++++ EXTRACTED INFORMATION

PR #62, opened 2022-04-19
DropdownSelect | Adding unit tests and fixing the use of theme in typography

escobarjonatan:


j-mateo:
Task linked: [CU-2egzdc3 Dropdown | add unit tests](https://app.clickup.com/t/2egzdc3)

src/elements/Typography.tsx
```diff
@@ -20,8 +20,6 @@ const Typography: FunctionComponent<TypographyProps> = ({
   sx,
   ...rest
 }) => {
-  const theme = useTheme();
```
escobarjonatan, line 23: This was throwing an error in the console and i think that we are using the theme from `src/theme/theme.ts`. @scandycuz let me know if i should put it back and continue using the `useTheme` from MUI

scandycuz: They should reference the same theme. Was it throwing an error in the test? The component likely just needs to be wrapped in the theme provider for the hook to work. If you use the `renderWithContext` function from the `common/testUtils` file, instead of the `render` function from the React testing library, it should resolve the error.

src/elements/test/DropdownSelect.test.tsx
```diff
@@ -0,0 +1,125 @@
+import { render, screen } from "@testing-library/react";
```
scandycuz, line 1: Could use the `renderWithContext` function here instead of `render` to make the `useTheme` hook work.

scandycuz (approved):
LGTM!

src/elements/Typography.tsx
escobarjonatan: I reverted the change and ran the tests again and they seemed to run fine. There are other issues with our tests though that we can look into later on

src/elements/test/DropdownSelect.test.tsx
escobarjonatan: wait a minute... I think i know what you where you were going with that ^, i will change it and run the tests again

scandycuz: Yeah, I thought about splitting them into a Redux context and theme context function, but ended up just combining them into a single function.

src/elements/test/DropdownSelect.test.tsx
```diff
@@ -0,0 +1,126 @@
...
+      errorMessage: undefined,
+      label: "Label",
+      name: "name",
+      noResultsText: undefined,
+      options: data,
+      placeholder: undefined,
+      ...propOverrides,
+    };
+
+    return await renderWithContext(<DropdownSelect { ...props } />);
```
scandycuz, line 30: What was the reason for using an async / await function?

scandycuz (approved):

++++++++

§ **THE PROBLEM**
Every line above is to be transcribed exactly.

§ **TASK ANSWER**
PR #62, opened 2022-04-19
DropdownSelect | Adding unit tests and fixing the use of theme in typography

escobarjonatan:


j-mateo:
Task linked: [CU-2egzdc3 Dropdown | add unit tests](https://app.clickup.com/t/2egzdc3)

src/elements/Typography.tsx
```diff
@@ -20,8 +20,6 @@ const Typography: FunctionComponent<TypographyProps> = ({
   sx,
   ...rest
 }) => {
-  const theme = useTheme();
```
escobarjonatan, line 23: This was throwing an error in the console and i think that we are using the theme from `src/theme/theme.ts`. @scandycuz let me know if i should put it back and continue using the `useTheme` from MUI

scandycuz: They should reference the same theme. Was it throwing an error in the test? The component likely just needs to be wrapped in the theme provider for the hook to work. If you use the `renderWithContext` function from the `common/testUtils` file, instead of the `render` function from the React testing library, it should resolve the error.

src/elements/test/DropdownSelect.test.tsx
```diff
@@ -0,0 +1,125 @@
+import { render, screen } from "@testing-library/react";
```
scandycuz, line 1: Could use the `renderWithContext` function here instead of `render` to make the `useTheme` hook work.

scandycuz (approved):
LGTM!

src/elements/Typography.tsx
escobarjonatan: I reverted the change and ran the tests again and they seemed to run fine. There are other issues with our tests though that we can look into later on

src/elements/test/DropdownSelect.test.tsx
escobarjonatan: wait a minute... I think i know what you where you were going with that ^, i will change it and run the tests again

scandycuz: Yeah, I thought about splitting them into a Redux context and theme context function, but ended up just combining them into a single function.

src/elements/test/DropdownSelect.test.tsx
```diff
@@ -0,0 +1,126 @@
...
+      errorMessage: undefined,
+      label: "Label",
+      name: "name",
+      noResultsText: undefined,
+      options: data,
+      placeholder: undefined,
+      ...propOverrides,
+    };
+
+    return await renderWithContext(<DropdownSelect { ...props } />);
```
scandycuz, line 30: What was the reason for using an async / await function?

scandycuz (approved):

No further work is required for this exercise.